_Instructions for the task_. Your task is to copy each line of the records that includes the string "wrong".

_Data items_.
------------------------------------------------------------
Issue #2091, opened 2022-08-07
Crash when given path is not a git directory


mark2185:
A similar bug occurs when providing a path that's not a git directory:

```sh
lazygit -p ~/Documents
# An error occurred! Please create an issue at: https://github.com/jesseduffield/lazygit/issues
#
# *fs.PathError stat /home/user/Documents/.git: no such file or directory
# github.com/jesseduffield/lazygit/pkg/utils/errors.go:13 (0x5570a035fafa)
# github.com/jesseduffield/lazygit/pkg/commands/git.go:159 (0x5570a035fafb)
# github.com/jesseduffield/lazygit/pkg/commands/git.go:62 (0x5570a035e867)
# github.com/jesseduffield/lazygit/pkg/gui/gui.go:254 (0x5570a0412bbc)
# github.com/jesseduffield/lazygit/pkg/gui/gui.go:589 (0x5570a04154b8)
# github.com/jesseduffield/lazygit/pkg/gui/gui.go:625 (0x5570a0415c05)
# github.com/jesseduffield/lazygit/pkg/utils/utils.go:115 (0x5570a02ff407)
# github.com/jesseduffield/lazygit/pkg/gui/gui.go:624 (0x5570a0415b65)
# github.com/jesseduffield/lazygit/pkg/app/app.go:217 (0x5570a0445692)
# github.com/jesseduffield/lazygit/pkg/app/app.go:217 (0x5570a0445672)
# github.com/jesseduffield/lazygit/main.go:154 (0x5570a0453190)
# runtime/proc.go:250 (0x55709fe407d3)
# runtime/asm_amd64.s:1571 (0x55709fe6e261)
```

_Originally posted by @strboul in https://github.com/jesseduffield/lazygit/issues/1609#issuecomment-1207346441_

mark2185:
Solved by #2092.

PR #2092, opened 2022-08-07
Validate --path argument when starting lazygit

mark2185:
Should help with #2091


pkg/app/app.go
```diff
@@ -146,7 +146,7 @@ func isGitVersionValid(versionStr string) bool {
 	return true
 }
 
-func isDirectoryAGitRepository(dir string) (bool, error) {
+func IsDirectoryAGitRepository(dir string) (bool, error) {
```
mark2185, line 149: This seems like the wrong place to have such a helper function.

jesseduffield:
Nice one

PR #2094, opened 2022-08-07
Add new integration test pattern

jesseduffield:
The existing integration test approach is that you prepare a repo with a bash script and then record yourself in a lazygit session. A snapshot of the resulting repo is then taken and when the test is run again the resulting repo is compared against the snapshot. Although this approach makes it easy to create integration tests, it makes them hard to maintain. There are several downsides to the recording approach:
* if we change the default key for something, you need to re-record the whole session to capture the change
* the only way to make assertions is via the snapshot, requiring tests to jump through hoops to do things that make sense for the snapshot to work (e.g. renaming a commit that includes a commit hash).
* the above also means that a test could fail in some way at the very beginning and it's only at the end after a bunch of keystrokes have been wasted that the snapshot shows that a problem occurred, and it's not obvious from the snapshot itself what the cause was. You need to basically watch the recording yourself and try to infer what the expected behaviour was as you watch.
* because the test is based on a recording, you need to try and type fast so as to not waste time in CI. This is a silly constraint.
* CI will speed up tests by a certain factor and drop down to slower replays on each failure, but that means a test that's failing for a legitimate reason takes a while to fail each run.
* The only form of documentation is the test description, which doesn't give you much insight into what's being tested every step of the way.

The new approach takes an approach much like Cypress (for anybody who's used that): each test now lives in a go file and there are two important parts: setting up the repo and running the test. In the setup stage you'll be given a Shell to do things like create files and commit changes. In the run stage you'll also have a Shell (for the sake of emulating background events) but you'll get an Input for interacting with lazygit and an Assert for asserting inbetween interactions.

Assert works by checking if some condition is true and doing an exponential backoff (to a point) while it's false. If it's still false after the limit the test will fail. This proves useful for ensuring tests move fast but not too fast: you can do some action via Input and then assert the expected result via Assert, and as soon as the expected result is present the test continues. What results are super fast tests that are easy to read and reason about.

Here's an example:
```go
var Suggestions = types.NewTest(types.NewTestArgs{
	Description:  "Checking out a branch with name suggestions",
	ExtraCmdArgs: "",
	Skip:         false,
	SetupRepo: func(shell types.Shell) {
		shell.
			EmptyCommit("my commit message").
			NewBranch("new-branch").
			NewBranch("new-branch-2").
			NewBranch("new-branch-3").
			NewBranch("branch-to-checkout").
			NewBranch("other-new-branch-2").
			NewBranch("other-new-branch-3")
	},
	Run: func(shell types.Shell, input types.Input, assert types.Assert, keys config.KeybindingConfig) {
		input.SwitchToBranchesWindow()

		input.PushKeys(keys.Branches.CheckoutBranchByName)
		assert.CurrentViewName("confirmation")

		input.Type("branch-to")

		input.PushKeys(keys.Universal.TogglePanel)
		assert.CurrentViewName("suggestions")

		// we expect the first suggestion to be the branch we want because it most 
		// closely matches what we typed in
		input.Confirm()
		
		assert.CurrentBranchName("branch-to-checkout")
	},
})
```

Open to suggestions on this approach while it's still in it's infancy.

The plan is to migrate all the existing tests over to this new approach. We'll hold onto the snapshot logic (in addition to in-test assertions) for now but we can add the ability to opt out of snapshots for tests that aren't a good fit for a snapshot.


jesseduffield:
@Ryooooooga @mjarkk @ryand67 You may be interested in this

ryand67:
Perfect! Will get right on this for my pr. Sorry for the delay, been a crazy week or so!

jesseduffield:
This is very close to merge. Took me a while to get a structure that I liked

PR #2096, opened 2022-08-07
Detect the user's shell for running custom commands

### LINKED ISSUE #770: custom alias in my ~/.zshrc isn't working with the lazygit's custom command option ':'
**Description**
When I try to run the custom command using lazygit's ':' option, it doesn't run any of my alias given in the ~/.zshrc

**Steps to reproduce the behavior:**
1. Go to lazygit
2. Enter custom command using ':' mode
3. Enter an alias from your ~/.zshrc (in my case, the alias is `alias gitlfs="git lfs install && git lfs pull && git lfs uninstall && git reset ."`)
4. You'll notice "bash -c gitlfs" command not found

 - OS: macOS Catalina 10.15.3
 - Lazygit Version: 0.18, os=darwin, arch=amd64

Thanks

mark2185:
This makes it possible to use any shell, and by adding the `-i` flag it
makes it interactive (running aliases and functions is possible now)

Should close #770 .

Tests are still `TODO`

### DIFF
--- a/pkg/commands/oscommands/os_default_platform.go
+++ b/pkg/commands/oscommands/os_default_platform.go
@@ -4,14 +4,23 @@
 package oscommands
 
 import (
+	"os"
 	"runtime"
 )
+
+func getShell() string {
+	defaultShell := "bash"
+	if shell := os.Getenv("SHELL"); shell != defaultShell {
+		return shell
+	}
+	return defaultShell
+}
 
 func GetPlatform() *Platform {
 	return &Platform{
 		OS:              runtime.GOOS,
-		Shell:           "bash",
-		ShellArg:        "-c",
+		Shell:           getShell(),
+		ShellArg:        "-ic",
 		OpenCommand:     "open {{filename}}",
 		OpenLinkCommand: "open {{link}}",
 	}


pkg/commands/oscommands/os_default_platform.go
```diff
@@ -4,14 +4,23 @@
...
+	return defaultShell
+}
+
 func GetPlatform() *Platform {
 	return &Platform{
 		OS:              runtime.GOOS,
-		Shell:           "bash",
-		ShellArg:        "-c",
+		Shell:           getShell(),
+		ShellArg:        "-ic",
```
jesseduffield, line 23: what does the i flag do and how many shells support it?

pkg/commands/oscommands/os_default_platform.go
```diff
@@ -4,14 +4,23 @@
 package oscommands
 
 import (
+	"os"
 	"runtime"
 )
 
+func getShell() string {
+	defaultShell := "bash"
+	if shell := os.Getenv("SHELL"); shell != defaultShell {
```
jesseduffield, line 13: This logic isn't quite right:
If shell != default shell, we return shell
if shell == default shell, we return default shell which is really just shell

So we're returning shell either way.

I would instead say that if SHELL is blank string, we default to bash

jesseduffield (changes requested):
couple thing

pkg/commands/oscommands/os_default_platform.go
mark2185: It makes the shell `interactive` which in turn reads startup files (among other things), which allows you to use aliases, functions and variables defined in your e.g. `.zshrc`.

I tried it with `bash`, `zsh` and `fish` and all of them support the `i` flag.

pkg/commands/oscommands/os_default_platform.go
mark2185: ~We presume the shell is `bash`.~

~If we read the environment variable `SHELL` (which actually returns the absolute path, my bad) and it turns out to be `zsh` (`!= bash`), we return `zsh` which... yeah, okay~

> So we're returning shell either way.

Well, when you put it _that_ way... :sweat_smile:

mark2185:
cc @Ryooooooga for additional input

pkg/commands/oscommands/os_default_platform.go
jesseduffield: Wow very cool. I wonder if this will slow things down for users that have extensive e.g. zshrc files.

cfurrow:
An interesting side-effect of applying these changes that I've seen was that upon returning from committing, the lazygit app gets suspended. Here's the example output I see after committing something from within lazygit:

```
+ /bin/zsh -ic git commit -m "Move shell assignment up"

[pr-2096 3791988d] Move shell assignment up
 1 file changed, 2 insertions(+), 1 deletion(-)

Press enter to return to lazygit[1]  + 82736 suspended (tty input)  bin/lazygit
```

When I bring the app back to the foreground with `fg`, it's blank and the entire terminal is unresponsive. This "unresponsive" and "blank" behavior is common when using lazygit with [Warp](https://www.warp.dev/), which was why I was testing your PR in the first place to see if it would fix the issues users have seen with lazygit and Warp. (it does not fix it).

I don't know if the underlying issue is with the go terminal UI library (gocui?) and Warp, as a root cause is not currently known. I'm simply posting these details to relate the two PRs across these repos in case someone figures out what's wrong with how Warp handling the lazygit response. Being that Warp does not quite play by the same rules as other terminals and shells.

PR #2098, opened 2022-08-08
Add `notARepository: quit`

Ryooooooga:
Add `notARepository: quit` which will immediately exit if run outside of the Git repository.


jesseduffield:
LGTM

Issue #1783, opened 2022-02-21
[Feature Request] Better input field, e.g. for commit message


MuhammadSawalhy:
**Is your feature request related to a problem? Please describe.**

I want to use some of the keybindings and shortcuts that are available in the terminal for example delete a word using <kbd>Ctrl</kbd><kbd>w</kbd> or deleting till the end of the line <kbd>Ctrl</kbd><kbd>u</kbd> are not working, ...etc. 

https://user-images.githubusercontent.com/42011920/154994698-29465721-173f-47ae-a8ef-e5c4121023a3.mp4

Also, I am struggling with editing a multiline commit message with the built text input field.

![image](https://user-images.githubusercontent.com/42011920/154974128-62ccb934-8968-4f9e-8dd9-88f2f2bfeae6.png)

**Describe the solution you'd like**

To easily edit my commit message. And it is better to provide an easy way to configure the keybindings in the input field, which I prefer to be vim-like keybindings, so there will be _"normal"_ and _"insert"_ mode.

**Describe alternatives you've considered**

I will reword my commit with my editor, for now, <kbd>R</kbd>.

Ryooooooga:
https://github.com/jesseduffield/gocui/pull/16

Issue #795, opened 2020-04-20
Navigate by word in prompts


StefanMich:
**Describe the bug**
In prompts with text fields (commit, checkout, etc..), I would like to navigate by word, which is implemented in most textfields other places (text editors, browsers, etc.). 
When I press ctrl + left arrow as I am used to, lazygit interprets the key combination as a shortcut which operates in the menu, and not in the text field

**To Reproduce**
1. Go to 'Local branches'
2. Press 'c' for checkout by name
3. Type some text...
4. Press ctrl + left arrow

**Expected behavior**
Cursor moves to the beginning of the word

**Desktop (please complete the following information):**
 - OS: Ubuntu 19.10
 - Lazygit Version: build date=2020-04-10, build source=debian, version=0.18, os=linux, arch=amd64

jesseduffield:
Agreed that this should be a thing. I'm not sure that termbox (one of our dependencies) supports those keys, but I'm assuming there must be some way to read them. Then it's just a matter of adding handlers for those keys in gocui's (another one of our dependencies)`simpleEditor` function

joejoe87577:
Maybe you could extend this functionality and also use the `home` and `end` keys. We use a different naming convention for our branches and when checking out a branch it always means removing the "origin" from the name.

murphy66:
I made a pull request that adds this funcionality: #1142

mloskot:
I have just some puzzling moments while not being able to move cursor by word with CTRL+Left/Right in the commit dialog.
Or perhaps this issue is old now and there is a way to jump between words, instead of between characters?

Armadillidiid:
> I have just some puzzling moments while not being able to move cursor by word with CTRL+Left/Right in the commit dialog. Or perhaps this issue is old now and there is a way to jump between words, instead of between characters?
> 
> Update: I've just checked Ctrl+B/F as per #2104 but it does not work for me either in version 0.38.2 on Windows (Git Bash).

Same over here. None of the keybinds work for me.

fengjianyun:
Same here. And besides Ctrl + Arrow to move a word, I request also for Ctrl + Backspace / Ctrl + Del to remove a word.

stefanhaller:
Move by word is mapped to alt + left/right, not ctrl. I'm relatively sure that this is because ctrl is not technically possible (unless the underlying tcell library implements https://github.com/gdamore/tcell/issues/671).

Delete word is available, and mapped to ctrl-w.

[...]

PR #2104, opened 2022-08-09
Feat: Allow emacs character navigation in the commit editor.

LiamKearn:
Haven't used go before, testing the waters a little before thinking about a contribution.

This feels like something not a lot of people would use so would there be room open for customisation of these bindings? What is the general stance on keyboard shortcuts / how flexible would we be to something like jumping/deleting words in the commit editor?

Out of curiosity where else in the application would this keypress handling be used? I can see one call to `handleEditorKeypress` in `commitMessageEditor`. The gui's PopupHandler stuff seems a bit more open ended and complex for me right now.

I understand most people want to open their $VISUAL or $EDITOR but for me personally having the context (diff/reflog etc) in the background and using a popup is more efficient most of time.

### DIFF
--- a/pkg/gui/editors.go
+++ b/pkg/gui/editors.go
@@ -22,9 +22,9 @@ func (gui *Gui) handleEditorKeypress(textArea *gocui.TextArea, key gocui.Key, ch
 		textArea.MoveCursorDown()
 	case key == gocui.KeyArrowUp:
 		textArea.MoveCursorUp()
-	case key == gocui.KeyArrowLeft:
+	case key == gocui.KeyArrowLeft || key == gocui.KeyCtrlB:
 		textArea.MoveCursorLeft()
-	case key == gocui.KeyArrowRight:
+	case key == gocui.KeyArrowRight || key == gocui.KeyCtrlF:
 		textArea.MoveCursorRight()
 	case key == newlineKey:
 		if allowMultiline {


mark2185:
Related discussions: #1783 , #[795](https://github.com/jesseduffield/lazygit/issues/795).

> I understand most people want to open their $VISUAL or $EDITOR but for me personally having the context (diff/reflog etc) in the background and using a popup is more efficient most of time.

Try adding this to your `gitconfig` and using the external editor:
```
[commit]
	verbose = true
```

LiamKearn:
> Try adding this to your gitconfig and using the external editor.

I didn't know there was a gitconfig for that I'm in the habbit of using status -v and commit -v but I hadn't seen that before. I'll be adding that my config.

I'm still however a sucker for the default commit editor. I might have a look into those other two issues thanks :)

mark2185:
> I'm still however a sucker for the default commit editor. I might have a look into those other two issues thanks :)

It sure is comfy, until you need a multiline message.

LiamKearn:
> > I'm still however a sucker for the default commit editor. I might have a look into those other two issues thanks :)
> 
> It sure is comfy, until you need a multiline message.

Yeah can't argue against using $EDITOR for that. #1783 is cool but IMO if you're editing that much text you should use an editor.

I think shortcuts are different here, They still preserve the visual UX and make the non EDITOR experience better.

jesseduffield:
@Ryooooooga could you weigh in on this PR: how does it relate to your recent emacs keybindings PR?

Ryooooooga:
This PR is about a similar interest to #2183, but is independent.

> But yes it would be good to make all the keybindings in handleEditorKeypress configurable

I agree with that.

jesseduffield:
Very well! Thanks for making this @LiamKearn

PR #2108, opened 2022-08-10
fix: document link

eetann:
I found a broken link and replaced it with a link that I believe is the same content.

https://jan.newmarch.name/go/template/chapter-template.html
------------------------------------------------------------
_Task solution_.
mark2185, line 149: This seems like the wrong place to have such a helper function.
I don't know if the underlying issue is with the go terminal UI library (gocui?) and Warp, as a root cause is not currently known. I'm simply posting these details to relate the two PRs across these repos in case someone figures out what's wrong with how Warp handling the lazygit response. Being that Warp does not quite play by the same rules as other terminals and shells.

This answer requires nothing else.